For the entries below, the expected answer is the line with "rebased: #6935–#6941 force-pushed.", the line with "## Fix: a run's", and every line between them, exactly as written, and nothing more.

....

PR #6934, opened 2026-09-17
WI-002590: each run on a vehicle checks in on its own

yusuffGoodie:
> **Stacked:** [#6930](https://github.com/ONE-F-M/one_fm/pull/6930) → [#6931](https://github.com/ONE-F-M/one_fm/pull/6931) → [#6932](https://github.com/ONE-F-M/one_fm/pull/6932) → [#6933](https://github.com/ONE-F-M/one_fm/pull/6933) → this. The diff is only its own commit.
>
> ⚠️ **Adds a DocType field — needs `bench migrate` before this branch runs.**

## AC1 — the leak

A `Transportation Manifest` is one **vehicle** for one **day**, and a vehicle drives several runs in a day. The attendance-check pointer was a single `Int` on the manifest, so every run read the same number:

| action on S-801 | what happened to S-802 |
|---|---|
| Trigger Attendance Check | its controls changed too |
| Complete & Lock Stop 1 | its stop 1 was frozen as well |
| moving past stop 1 | `enforce_stop_locking` froze S-802's stop 1, because the numbers matched |

The pointer now lives per run in `active_stop_by_trip`, and every reader takes the run's own value — `_build_sheet`, `enforce_stop_locking`, `save_stop_checks`, the trigger/complete endpoints, the schedule page's `vehicleMeta`, and the manifest page.

## The part that touches verified data

A manifest that is **already half-checked when this ships** carries one number for the whole vehicle. Starting every run at 0 would silently **reopen stops a supervisor had verified** — the one thing this lock exists to prevent.

So on first read, every run **inherits** the old vehicle-wide number. Nothing that was locked comes unlocked. Once a run's pointer has been written, the map is authoritative and the runs move independently. The flat `active_stop_sequence` is kept in step as the furthest any run has reached — so anything still reading it sees something sane — but **no lock is decided from it any more**.

Three tests cover exactly this migration path, including the "never started checks" and "split map wins once it exists" cases.

`save_stop_checks` additionally rejects a row from a *different* run that numbers its stops the same way: stop 1 of S-802 is not stop 1 of S-801.

## AC2 — the buttons name their run

`Trigger Attendance Check — S-801` and `Complete & Lock Stop 1 (S-801)`. Two identical trigger buttons on one vehicle page is an invitation to check in the wrong run.

## AC3 — no trigger where nobody boards

A return-only run leaving its camp empty (`EMPLOYEES BOARDING: 0`) used to offer a check over an empty list, and running it advanced that run's pointer past a stop with nothing to verify. The suppression is on the **trigger only** — a supervisor can still close a stop they have already opened.

## Tests

`one_fm/tests/test_trip_isolated_attendance.py` — 19 tests, including real saves asserting that a completed stop on S-801 throws while the *same stop number* on S-802 stays editable.

| module | result |
|---|---|
| `test_trip_isolated_attendance` | 19 passed |
| `test_transportation_manifest_page` | OK |
| `test_manifest_timestamp_math` | OK |
| `test_transportation_manifest` | 5 pre-existing failures |
| `test_manifest_compiler` | 1 pre-existing failure |

Those 6 failures were **re-baselined on a stashed clean tree and are byte-identical** — I did not rely on the counts matching, because `enforce_stop_locking` is precisely what this PR rewrites. All six are reliever/roster assertions untouched by this work.

**Not click-tested** — Playwright's MCP server attaches only at Claude Code start-up, so the Node-20 fix needs a restart of the editor session, not of bench.


yusuffGoodie:
## Verified in the browser

The live manifest page renders **seven runs on one vehicle**, each with its own named trigger:

```
Trigger Attendance Check — S-401
Trigger Attendance Check — S-402
Trigger Attendance Check — S-403
Trigger Attendance Check — S-404
Trigger Attendance Check — S-405
Trigger Attendance Check — S-406
Trigger Attendance Check — S-407
```

That is **AC1 and AC2 in one screenshot**, and it shows how real the leak was: seven runs were sharing a single `active_stop_sequence`, so triggering any one of them moved the pointer the other six were reading.

`get_manifest_data_for_plan` returns 200 with the new `active_stop_by_trip` on `vehicleMeta`, and the page renders clean — no JS errors beyond a pre-existing 500 on `/files/onefm1.ico`.

Verified after `reload_doctype`; a full `bench migrate` is still needed on any other site.

yusuffGoodie:
## Fix: every run can start its own attendance check

Reported by @y-oyedele: trips across several vehicles have **no Trigger Attendance Check button**, and they are not return-only runs.

### Six of seven runs on one vehicle

The rule read *"the first DEPART card of the run"* as `seq === 1`. But `seq` is the **rider's stop number across the whole run**, not an ordinal for the camp they board at — so only a trip whose boarders happen to start at stop 1 ever matched.

On **VHL-L-0004**:

| trip | S-101 | S-102 | S-103 | S-104 | S-105 | S-106 | S-107 |
|---|---|---|---|---|---|---|---|
| `camp.seq` | **1** | 3 | 5 | 8 | 9 | 3 | 13 |
| trigger button | ✓ | ✗ | ✗ | ✗ | ✗ | ✗ | ✗ |

Six of the seven runs could not start a check at all — which is most of what this work item is for. S-102's DEPART card reads **STOP 3**, and that 3 is what the rule was comparing against 1.

### What changed

The intent is unchanged and still holds: within a run only the **first pickup** may start a check, so a driver cannot begin at a mid-route camp they have not reached (WI-002074). It is now decided by the camp's **position in the run**, which is what "first" meant all along.

An ordinary camp-by-camp run still walks in turn — the stored lock is a `seq`, so its position in that run's own camp list is found and the next one along is offered.

**`seq` remains what the trigger sends and what the lock state is read back against**, so the bookkeeping either side of this is untouched.

### Verification

**30 tests**, 11 new. The decision is **executed under node**, not grepped — which camp may start a check is a position, and `seq` is exactly the value that was mistaken for one:

| case | result |
|---|---|
| run starting at stop 1 | can trigger |
| **run starting at stop 3** | **can trigger** |
| mid-route camp | cannot (WI-002074 preserved) |
| run already triggered | not offered again |
| ordinary run, first camp | can trigger |
| ordinary run, next after active | can trigger |
| ordinary run, camp already passed | not offered again |
| lock whose seq matches no camp | offers nobody — a driver must not restart a check already running |

One WI-002614 test pinned the old `seq === 1` string; its assertion moved here with the rule, so each branch stays consistent with its own code.

Full epic green on the rebased tip: timestamp math 39, trip duration 38, merge preview 97, manifest page 26, route plan 96, and the rest.

> Stack rebased: #6935–#6941 force-pushed.

yusuffGoodie:
## Fix: a run's second camp can mark attendance too

Follow-up to the previous comment, raised by @y-oyedele on **S-401**: when a trip departs from two or more camps the Trigger button appears only at the first, and the second camp's employees can never mark attendance. **Six people board at Mangaf 182 on that run.**

### It was not only the button — the API refused it as well

Both sides read `stop_sequence` as an ordinal *within a run*. It is numbered across the **vehicle**:

```
S-401 -> 1 and 5      S-402 -> 2      S-403 -> 3
S-404 -> 4            S-405 -> 1 and 5
```

So:

- the server's `stop_sequence == active + 1` could never match — completing stop 1 left the pointer at **2**, and stop **5** failed the contiguity test;
- the page pinned a merged run to its first camp and nowhere else, on the reading that a merged run leaves *one* origin. It can load at two — the same assumption WI-002614 had to correct in the itinerary — and the second camp's card then stayed **"Locked until triggered"** all day.

### Both now walk the run's own stops

Read off the manifest's rows, stepping over the gaps that belong to other runs on the same vehicle. Verified against the live manifest:

```
S-401  active=0 -> trigger 1
       active=1 -> REFUSED (stop 1 still open)
       active=2 -> trigger 5          <- previously unreachable
       active=5 -> REFUSED (stop 5 still open)
       active=6 -> none left
S-402 sequences: [2]    S-403 sequences: [3]    (unchanged)
```

**WI-002074's concern is intact** and is most of what the tests check: a camp is offered only once the one before it is **complete**, never merely triggered, so a driver still cannot start a check at a pickup they have not reached. A stop left open is refused with *"complete it before starting another"* rather than silently allowing a second.

### Verification

**34 attendance tests**, 10 new, half of them the server walk. The page decision is **executed under node** across the whole lifecycle — first camp, second camp before and after completion, an open camp, a completed one, and nothing left — because which camp may start a check is a position, and `stop_sequence` is exactly the value that was mistaken for one.

Green on the rebased tip: timestamp math 39, trip duration 38, merge preview 97, drop-time 21, manifest page 26.

> Stack rebased: #6935–#6941 force-pushed; all nine branches verified in sync.

NoBoneZ (approved):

....

▶ **ANSWER BOX**
> Stack rebased: #6935–#6941 force-pushed.

yusuffGoodie:
## Fix: a run's second camp can mark attendance too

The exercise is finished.